Immediate Workarounds (if patching is not immediately feasible):
- Disable PDF parsing capability entirely by removing or excluding the PDF parser from your Tika configuration.
- Implement strict input validation and sanitization for uploaded files, though note this is not a complete mitigation.
- Deploy network-level controls to prevent Tika processes from making outbound connections or accessing sensitive internal resources.
- Consider processing untrusted documents in isolated, sandboxed environments with minimal privileges and network access.
Detection and Monitoring:
- Implement real-time monitoring for PDF processing operations, with alerts for unusual patterns such as external entity references or unexpected network activity.
- Deploy file system monitoring to detect unauthorized access from Tika processes.
- Enable comprehensive logging for all document processing workflows, including full request payloads where feasible.
- Establish baseline behavior for legitimate document processing to identify anomalous activity.
Response Planning:
- Prepare incident response procedures for potential exploitation, including system isolation steps and forensic log collection requirements.
- Review privilege levels for Tika processes and implement least-privilege principles to limit potential impact.
- Consider implementing defense-in-depth measures including Web Application Firewalls (WAF) with XXE detection rules, though these should not replace patching.
Conclusion
CVE-2025-66516 represents a maximum-severity vulnerability in one of the most widely deployed document processing frameworks. With a CVSS score of 10.0, unauthenticated remote exploitation, and broad impact across multiple Apache Tika artifacts, this vulnerability demands immediate attention from every organization using Tika for document processing.
The expansion of scope beyond the original CVE-2025-54988 highlights the complexity of modern dependency chains and the critical importance of comprehensive patching strategies.
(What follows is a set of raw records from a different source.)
PR #105, opened 2020-11-04
Initial commit for GaussianEstimateNoiser

pasin30055:
Implement GaussianMechanism and GeometricEstimateNoiser, which add Gaussian noise to a function/estimator to ensure differential privacy.

Note: currently the noise is calculated using a bound from Dwork-Roth book which is only valid for epsilon no more than one. A TODO is added to use a more accurate computation of sigma, which is also valid for all ranges of epsilon and delta.

### DIFF
--- a/src/common/noisers.py
+++ b/src/common/noisers.py
@@ -44,10 +44,7 @@ class LaplaceMechanism:
     self._func = f
     self._delta_f = delta_f
     self._epsilon = epsilon
-    if random_state:
-      self._random_state = random_state
-    else:
-      self._random_state = np.random.RandomState()
+    self._random_state = random_state or np.random.RandomState()
 
   def __call__(self, x):
     z = self._func(x)
@@ -103,10 +100,7 @@ class GeometricMechanism:
     self._func = f
     self._delta_f = delta_f
     self._epsilon = epsilon
-    if random_state:
-      self._random_state = random_state
-    else:
-      self._random_state = np.random.RandomState()
+    self._random_state = random_state or np.random.RandomState()
 
   def __call__(self, x):
     z = self._func(x)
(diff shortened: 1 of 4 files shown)


src/common/noisers.py
```diff
@@ -116,6 +116,52 @@ def __call__(self, x):
...
+      random_state:  Optional instance of numpy.random.RandomState that is
+        used to seed the random number generator.
+    """
+    self._func = f
+    self._delta_f = delta_f
+    # TODO(pasin30055): Use tight computation of sigma.
+    # Set the standard deviation sigma, following Appendix A of Dwork and Roth.
+    self._sigma = (math.sqrt(2 * math.log(1.25 / delta)) * delta_f *
+      math.sqrt(num_queries) / epsilon)
+    if random_state:
```
kungfucraig, line 155: self.random_state = random_state if random_state is not None else RandomState()

kungfucraig (commented):
I think you mean GaussianEstimateNoiser, right?

pasin30055:
> I think you mean GaussianEstimateNoiser, right?

src/common/noisers.py
pasin30055: Thanks for the suggestion. I changed this to a more compact:
  self._random_state = random_state or np.random.RandomState()
and also made similar changes in LaplaceMechanism, GeometricMechanism.

pasin30055:
> I think you mean GaussianEstimateNoiser, right?

I'm not sure whether you're referring to the title of the pull request, but I've changed it to GaussianEstimateNoiser. If you meant something else, please let me know.

jiayu-google (approved):
LGTM, thanks Pasin!

pasin30055:
@jiayu-google Would you mind merging this request? (I don't have the write access...)

my2457 (approved):

jiayu-google:
@pasin30055  Just merged.

PR #114, opened 2020-11-17
Use tight Gaussian noise

pasin30055:
This changes make the amount of Gaussian noise we add the smallest possible that still provides the given privacy level.
(The computation of the noise is done via the [dp-accounting](https://pypi.org/project/dp-accounting/) package.)


jiayu-google (approved):
Thanks Pasin!

PR #5913, opened 2018-10-03
 daemon: expose snapshots to the API

chipaca:
With this change, snapd gains a /v2/snapshots endpoint, that supports
GET (to list snapshots) and POST (to modify them), as well as a new
"snapshot" verb on /v2/snaps, to create snapshots.


daemon/api_test.go
```diff
@@ -7522,3 +7540,289 @@ func (s *appSuite) TestErrToResponse(c *check.C) {
...
+		c.Assert(err, check.IsNil, comm)
+
+		rsp := changeSnapshots(snapshotCmd, req, nil).(*resp)
+		c.Check(rsp.Type, check.Equals, ResponseTypeError, comm)
+		c.Check(rsp.Status, check.Equals, 400, comm)
+		c.Check(rsp.Result.(*errorResult).Message, check.Matches, test.error, comm)
+	}
+}
+
+func (s *apiSuite) TestChangeSnapshots404(c *check.C) {
```
mvo5: If I run this test in isolation it crashes:
```
go test -check.f TestChangeSnapshots404
AppArmor status: apparmor is enabled and all features are available

PANIC: api_test.go:7696: apiSuite.TestChangeSnapshots404

... Panic: runtime error: invalid memory address or nil pointer dereference (PC=0x459E2A)

/usr/lib/go-1.10/src/runtime/panic.go:502
  in gopanic
/usr/lib/go-1.10/src/runtime/panic.go:63
  in panicmem
/usr/lib/go-1.10/src/runtime/signal_unix.go:388
  in sigpanic
api.go:3027
  in changeSnapshots
api_test.go:7726
  in apiSuite.TestChangeSnapshots404
/usr/lib/go-1.10/src/reflect/value.go:308
  in Value.Call
/usr/lib/go-1.10/src/runtime/asm_amd64.s:2361
  in goexit
OOPS: 0 passed, 1 PANICKED
--- FAIL: Test (0.01s)
FAIL
exit status 1
```

overlord/snapshotstate/backend/backend_test.go
```diff
@@ -509,3 +509,53 @@ func (s *snapshotSuite) TestHappyRoundtrip(c *check.C) {
...
+		filepath.Join(dirs.SnapDataDir, "hello-snap"),
+	} {
+		c.Check(os.Rename(filepath.Join(dir, "42"), filepath.Join(dir, "17")), check.IsNil)
+	}
+
+	newroot := c.MkDir()
+	c.Assert(os.MkdirAll(filepath.Join(newroot, "home", "snapuser"), 0755), check.IsNil)
+	dirs.SetRootDir(newroot)
+
+	var diff = func() *exec.Cmd {
```
mvo5: (nitpick^2) you could fold the `diff().Run()` directly into diff. I.e.: `return cmd.Run()`.

daemon/api.go
```diff
@@ -2918,3 +2961,99 @@ func getWarnings(c *Command, r *http.Request, _ *auth.UserState) Response {
...
+
+	st := c.d.overlord.State()
+	st.Lock()
+	defer st.Unlock()
+
+	switch action.Action {
+	case "check":
+		affected, ts, err = snapshotCheck(st, action.SetID, action.Snaps, action.Users)
+	case "restore":
+		affected, ts, err = snapshotRestore(st, action.SetID, action.Snaps, action.Users)
```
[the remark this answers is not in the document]
chipaca: Like with AFAIK all the handlers, we hold the lock while we create the state changes. They don't necessarily run with the lock held.

In the particular case of restore, the `doRestore` handler in `overlord/snapshotstate/snapshotmgr.go` starts without the lock held, calls `prepareRestore` which grabs the lock, reads the info about what snap to restore, and reads that snap's config; it releases the lock on return, at which point `doRestore` runs the actual `overlord/snapshotstate/backend/reader.Restore` which calls `tar` et al. Once that succeeds, `doRestore` grabs the lock and applies the saved config (and sets things up to be able to roll back if something else fails)

daemon/api_test.go
chipaca: WAT

chipaca: figured it out 🤦

overlord/snapshotstate/backend/backend_test.go
chipaca: I think I'll leave it for now: this is in the other PR

daemon/api.go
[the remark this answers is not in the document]
mvo5: Aha, silly me - of course, this is just creating the task sets.

daemon/api_snapshots_test.go
```diff
@@ -0,0 +1,321 @@
...
+	c.Check(rsp.Status, check.Equals, 200)
+	c.Check(rsp.Result, check.DeepEquals, snapshots)
+}
+
+func (s *snapshotSuite) TestListSnapshotsFiltering(c *check.C) {
+	snapshots := []client.SnapshotSet{{ID: 1}, {ID: 42}}
+
+	defer daemon.MockSnapshotList(func(_ context.Context, setID uint64, _ []string) ([]client.SnapshotSet, error) {
+		c.Assert(setID, check.Equals, uint64(42))
+		return snapshots[1:], nil
```
mvo5: :heart:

Organizations cannot assume that addressing a single component in a modular framework provides complete protection, the underlying shared libraries must also be secured.
Security teams should recognize that document processing represents a critical attack surface in modern applications. Systems that automatically parse, analyze, or extract content from user-supplied files are inherently exposed to content-based attacks like XXE. This vulnerability should serve as a catalyst for broader security improvements in document processing pipelines, including proper input validation, sandboxing, network segmentation, and comprehensive monitoring.